Linear and non-linear analysis of lower limb joints angle variability during running at different speeds

Background: Stability is one of the key demands in human locomotion including running. Various kinematical analytical approaches are adopted to investigate the running strategies; nevertheless, the impacts of running speeds on the variability of angles in individual lower limbs joints is still unclear. Objective: This study was aimed to investigate the impact of various running speeds on linear and non-linear variability of the hip, knee and ankle joints movement. Methods: Twenty-three collegiate athletes (13 females, 10 males, age 22.04 ± 3.43 years, body mass 62.14 ± 9.26 kg, height 168.29 ± 7.06 cm) ran at preferred running speed, 20% lower, and 20% higher than preferred running speed on a treadmill and their lower limbs joints kinematics were recorded using myoMOTION system at the sampling frequency of 200 Hz.
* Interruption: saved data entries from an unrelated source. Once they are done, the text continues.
Issue #615, opened 2025-02-17
Automatic deployment from GitHub


Kobzol:
Currently, we deploy Kelvin manually after changes are pushed to it on GitHub. It would be great to figure out a way how to automate that.

PR #680, opened 2025-05-12
Initial Proposal for Automated Deployment from GitHub

JersyJ:
## Issue
Part of #615.

## Summary
Initial proposal for automating the deployment process from GitHub to the Kelvin Server (VM).


Kobzol:
Hi, sorry for the delay, I was at a conference last week. The overall idea looks solid, I was imagining it very similarly, but I think that the most important detail is not described here yet - where will the `/deploy` service be running and how it will communicate with Docker. I suppose that the service can either be directly in Nginx, be a part of Kelvin, or be a separate web service. In any case we need to 1) somehow route web requests through Nginx, and 2) make sure that it can actually invoke Docker commands *from within Docker itself*.

JersyJ:
> Hi, sorry for the delay, I was at a conference last week. The overall idea looks solid, I was imagining it very similarly, but I think that the most important detail is not described here yet - where will the `/deploy` service be running and how it will communicate with Docker. I suppose that the service can either be directly in Nginx, be a part of Kelvin, or be a separate web service. In any case we need to 1) somehow route web requests through Nginx, and 2) make sure that it can actually invoke Docker commands _from within Docker itself_.

Hi, I have updated the docs to reflect this feedback.

- Regarding the /deploy service: it should run as a separate, lightweight Docker container and use the Docker-outside-of-Docker (DooD) approach to communicate with the host Docker daemon. This allows the service to invoke Docker commands from within its own container.

- The service will be exposed through the /deploy route via Nginx. Routing is handled through a straightforward change to the nginx.conf.

JersyJ:
Just sharing my thoughts:

 I know this might seem a bit complex.

I did evaluate a self-hosted runner that uses a simpler pull-based model, but it's not recommended for public repositories due to serious security concerns.

Based on my research, this is the most straightforward way to build a safe and reliable automated deployment with built-in rollback if something fails without the added complexity of platforms like Kubernetes, K3s, or Nomad.

 Let me know if you're okay with this, and I’ll start the implementation.

Kobzol:
Thank you for the workflow diagram, that's really awesome. I'm happy with this proposal and would love to see it go forward. Having a sync deployment mechanism combined with minimal downtime and automatic rollback is really nice.

One thought that I don't was discussed here: if a rollback happens, we'd still keep the `latest` tag in the registry set to the failing version (if we push `latest` from the GHA workflow). I guess we could do it like this:
1) Push image to registry
2) Send it to the deployment service
3) Deploy it, check that it's ok
4) If yes, return 200, and only then the GHA workflow also updates the latest tag in the registry

JersyJ:
> Thank you for the workflow diagram, that's really awesome. I'm happy with this proposal and would love to see it go forward. Having a sync deployment mechanism combined with minimal downtime and automatic rollback is really nice.
> 
> One thought that I don't was discussed here: if a rollback happens, we'd still keep the `latest` tag in the registry set to the failing version (if we push `latest` from the GHA workflow). I guess we could do it like this:
> 
> 1. Push image to registry
> 2. Send it to the deployment service
> 3. Deploy it, check that it's ok
> 4. If yes, return 200, and only then the GHA workflow also updates the latest tag in the registry

Good point, your suggestion makes sense. I’ve updated the docs.

JersyJ:
Should we merge this first, and I submit a separate PR for the implementation? Or would you prefer I continue working in this one?

Kobzol:
We shouldn't merge documentation about something that doesn't exist yet :) So feel free to continue here (or send a different PR, and we'll merge this one once the documentation actually matches reality). It doesn't have to all be in a single PR, of course.

JersyJ:
I believe this PR is ready for review @Kobzol. I’ll handle the GitHub Action changes in a separate PR. I hope the size won`t be problem :D, most of it comes from the 100-character line limit and the tests. 

Btw here is little demo how it works:
https://github.com/user-attachments/assets/8d455a7e-50d7-4414-8ef9-ce435b4da430

Kobzol:
Umm, yeah, this is a big big :sweat_smile: I think it would be best if you could walk me through it.

docker-compose.yml
```diff
@@ -75,6 +75,25 @@ services:
...
+    profiles: [ prod ]
+    build:
+      context: deployment_service
+      dockerfile: Dockerfile
+      target: runtime
+    image: "ghcr.io/mrlvsb/deployment:latest"
+    pull_policy: always
+    restart: unless-stopped
+    environment:
+      - DOCKER__COMPOSE_FILE_PATH=/kelvin/docker-compose.yml
```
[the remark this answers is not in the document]
JersyJ: Fixed

Kobzol:
I'm not sure if that's not too heavyweight for us. Let me know if you want me to do another review pass on the PR.

docker-compose.yml
```diff
@@ -75,6 +75,25 @@ services:
...
+    image: "ghcr.io/mrlvsb/deployment:latest"
+    pull_policy: always
+    restart: unless-stopped
+    environment:
+      - DOCKER__COMPOSE_FILE_PATH=${DOCKER__COMPOSE_FILE_PATH}
+      - SECURITY__WEBHOOK_SECRET=${SECURITY__WEBHOOK_SECRET}
+      - SECURITY__BACKEND_CORS_ORIGINS=${SECURITY__BACKEND_CORS_ORIGINS}
+      - SECURITY__ALLOWED_HOSTS=${SECURITY__ALLOWED_HOSTS}
+    volumes:
+      - ${REPO__DIRECTORY_PATH}:/kelvin
```
Kobzol, line 94: Please remind me what is this for? I haven't found any mention of `/kelvin` in the deployment service.

deployment_service/app/main.py
```diff
@@ -0,0 +1,139 @@
...
+app = FastAPI(
+    title="Deployment Service",
+    description="A Service to do on-premises deployments.",
+)
+
+# Sets all CORS enabled origins
+app.add_middleware(
+    CORSMiddleware,
+    allow_origins=[
+        str(origin).rstrip("/") for origin in get_settings().security.backend_cors_origins
```
Kobzol, line 19: Why do we need CORS at all, when the service won't be accessed by browsers?

deployment_service/app/main.py
```diff
@@ -0,0 +1,139 @@
...
+    ],
+    allow_credentials=True,
+    allow_methods=["*"],
+    allow_headers=["*"],
+)
+
+# Guards against HTTP Host Header attacks
+app.add_middleware(
```
Kobzol, line 27: Same here, we only care about the signed token, not where the request is coming from, right?

deployment_service/app/main.py
```diff
@@ -0,0 +1,139 @@
...
+    TrustedHostMiddleware,
+    allowed_hosts=get_settings().security.allowed_hosts,
```
Kobzol, line 29: If we remove the host & CORS stuff, then we can get rid of `pydantic-settings`, which is IMO overkill for this. We can just load a few environment variables the good old fashioned way, and we don't need this library.

deployment_service/app/deployment.py
```diff
@@ -0,0 +1,313 @@
...
+            self.logger.info(
+                f"Copying candidate docker-compose.yml file at {candidate_dir} for commit {self.commit_sha}"
+            )
+            if not await self._run_command(
+                [
+                    "git",
+                    "show",
+                    f"{self.commit_sha}:{os.path.basename(self.stable_compose_path)}",
+                    ">",
+                    candidate_compose_path,
```
Kobzol, line 255: The command executes bash? We can just pipe the output to the given file path, not need to use `>`.

Kobzol (commented):
I think that the high-level logic makes sense, and we can try to test it on production e.g. over a weekend. But also since it's a lot of code, I would like to remove all the things that are not needed before we merge this. So I'd say get rid of CORS and allowed hosts, which I think are not needed here, which allows us to get rid of the magical environment variable parsing.

I also think that a lot of the test are not very useful, especially those that use mocks heavily, and they are essentially write-only code for Kelvin. But I don't want to go cherry pick what tests to keep, so let's just keep them all.

docker-compose.yml
```diff
@@ -91,7 +91,7 @@ services:
       - SECURITY__BACKEND_CORS_ORIGINS=${SECURITY__BACKEND_CORS_ORIGINS}
       - SECURITY__ALLOWED_HOSTS=${SECURITY__ALLOWED_HOSTS}
     volumes:
-      - ${REPO__DIRECTORY_PATH}:/kelvin
+      - ${REPO__DIRECTORY_PATH}:${REPO__DIRECTORY_PATH_IN_CONTAINER}
```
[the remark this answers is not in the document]
JersyJ: Done, please check if it is enough

JersyJ:
> I set up the deployment on another machine and found a small bug caused by the removal of worktrees. It’s not ready to merge yet, but the fix should be minor. Let me try to fix that quickly.

Ok, the issue wasn’t in the code but in my setup 😄. The deployment now works as expected. However, removing the worktree made the setup less flexible, since you can’t, for example, rely on updated files like `nginx.conf` or other components mounted from the repository. I also removed a few tests that didn’t add any real value.

Kobzol:
> rely on updated files like nginx.conf or other components mounted from the repository.

The only file for deployment that should be taken from the git repo is `docker-compose.yml`, the rest are just example files, so that should actually be a feature, not a bug.

Kobzol (approved):
Thank you for implementing and testing it. I will merge it now and try to run it on production to see what happens.

deployment_service/app/deployment.py
```diff
@@ -213,10 +213,10 @@ async def _health_check(self) -> bool:
         """Performs a health check by making HTTP requests to a specified URL."""
         self.logger.info(f"Performing health check on {self.healthcheck_url}...")
         end_time = time.time() + HEALTH_CHECK_TIMEOUT
-        async with httpx.AsyncClient(timeout=2.0) as client:
+        async with httpx.AsyncClient(verify=False) as client:
```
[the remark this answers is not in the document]
JersyJ: Ah, this is deployment_service :D, not Kelvin, but I’ll still introduce a new variable for local testing.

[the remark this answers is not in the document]
JersyJ: Done, introduced DEBUG.

deploy/nginx.conf
```diff
@@ -18,7 +22,7 @@ http {
         ssl_certificate_key /etc/nginx/certs/privkey.pem;
 
         # Deny illegal Host headers
-        if ($host !~* ^(kelvin.cs.vsb.cz)$ ) {
+        if ($host !~* ^(kelvin\.cs\.vsb\.cz|nginx)$) {
```
Kobzol: The `nginx` part is here because of a health-check? Didn't we discuss that the health check would go through the production `kelvin.cs.vsb.cz` domain, so that we can test end-to-end that the app works? 🤔

JersyJ: We discussed both options, and I preferred using Nginx since it makes more sense to me. However, with this setup, you can actually choose based on the data sent in the request (healthcheck_url).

The repeated measure analysis of variance test was adopted to investigate the linear (mean and standard deviation) and non-linear (Lyapunov exponent) variability of the hip, knee and ankle angle in sagittal, frontal and transverse planes throughout the running cycle. Results: No significant difference was observed between the lower limbs joint angles variability in linear analysis, while the Lyapunov exponent of the hip (p = .008, ηp 2 = .338), knee (p = .002, ηp 2 = .249) joints in the sagittal plane significantly increased as running speed increased. Conclusions: Findings of this study revealed that the hip and knee joints respond with more freedom of movement in the sagittal plane while walking speed increases, although nonlinear approaches were the only ones capable of detecting it. Given that speed changes might reduce body stability, it appears that these joints are attempting to maintain body stability by regulating internal body system perturbations by increasing their variability.